EXERCISE
Keep only those lines of the records that include the string "think".

▬▬▬

PR #1138, opened 2024-09-19
Rename remaining article to thread

melroy89:
Rename all the remaining keywords from `article(s)` to `thread(s)`. Making the code more consistent.

Which also means I renamed the new valid link for creating a new thread: `new/thread` in the URL (same for the API).

This PR also finally solves the translation strings that then where still have the key `article`, `articles`, `edit_article` (which was always missing btw), `add_new_article`, etc. To the new keys: `type.thread`, `thread`, `threads`, `add_new_thread` and finally `edit_thread`.

To be backwards compatible with existing data in the database (specifically the `type` column in the `entry` table), we keep the `article` string in the `resolveType()` function, so t he old string "article" or "articles" are still valid. Same for some Twig templates, we extend with another `or` for backwards compatibly for now.

The next logical follow-up would be to rename `entry`  as well later.


templates/components/entry.html.twig
```diff
@@ -15,7 +15,7 @@
     {% elseif entry.cross %}
         {{ component('entry_cross', {entry: entry}) }}
     {% else %}
-        <article{{ attributes.defaults({
+        <thread{{ attributes.defaults({
```
BentiGorlich, line 18: I don't think that `thread` is a valid html5 element, `article` is: https://developer.mozilla.org/en-US/docs/Web/HTML/Element/article

config/kbin_routes/magazine_api.yaml
```diff
@@ -1,7 +1,7 @@
-# Create an article entry in a magazine
-api_magazine_entry_create_article:
-  controller: App\Controller\Api\Entry\MagazineEntryCreateApi::article
-  path: /api/magazine/{magazine_id}/article
+# Create a thread entry in a magazine
+api_magazine_entry_create_athread:
+  controller: App\Controller\Api\Entry\MagazineEntryCreateApi::thread
+  path: /api/magazine/{magazine_id}/thread
```
BentiGorlich, line 4: changing an API path should never be done... You could mark the old path as deprecated and add a new API route at this new path and reference the new one. If you did this change suddenly on your server running latest main, an app (e.g. Interstellar) would not be able to create a thread anymore

config/kbin_routes/magazine_api.yaml
```diff
@@ -1,7 +1,7 @@
-# Create an article entry in a magazine
-api_magazine_entry_create_article:
-  controller: App\Controller\Api\Entry\MagazineEntryCreateApi::article
-  path: /api/magazine/{magazine_id}/article
+# Create a thread entry in a magazine
+api_magazine_entry_create_athread:
```
BentiGorlich, line 2: typo

BentiGorlich (changes requested):

templates/components/entry.html.twig
melroy89: ow haha, that could be right yes.

config/kbin_routes/magazine_api.yaml
melroy89: Correct. We might want to create a new API version number. Also a reason I targeted v1.8.0 version for Mbin.

Since Interstellar is the only client thus far, we could inform them about this backwards incompatible change for now.

BentiGorlich: I really don't want to introduce any unnecessary breaking changes. I understand the need to get rid of confusing nomenclature, but I think we should keep the old endpoint. It just doesn't hurt

melroy89: Sure ok, we will make it backwards compatible for now (and later remove it I suppose).

BentiGorlich:
Ok I will look at it closer tomorrow. Code wise it looks good now

melroy89:
> Ok I will look at it closer tomorrow. Code wise it looks good now

This pr is less urgent than the 1.7.x fixes. No worries here. It's not really a bug fix.

melroy89:
Rebased

BentiGorlich:
@melroy89 do you have an idea why there are so many commits linked to this PR? Doesn't really make sense to me especially since there are multiple commits of other PRs

melroy89:
> @melroy89 do you have an idea why there are so many commits linked to this PR? Doesn't really make sense to me especially since there are multiple commits of other PRs

yeah, I also found this weird. Maybe something went wrong with merging/rebasing?

melroy89:
I might need to redo this all, and revert several commits via reset hard or something. And try to rebase again. Maybe I started on the main branch initially? And later changed to the new `dev/new_features` branch?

▬▬▬

REPLY TO THE EXERCISE
BentiGorlich, line 18: I don't think that `thread` is a valid html5 element, `article` is: https://developer.mozilla.org/en-US/docs/Web/HTML/Element/article
BentiGorlich: I really don't want to introduce any unnecessary breaking changes. I understand the need to get rid of confusing nomenclature, but I think we should keep the old endpoint. It just doesn't hurt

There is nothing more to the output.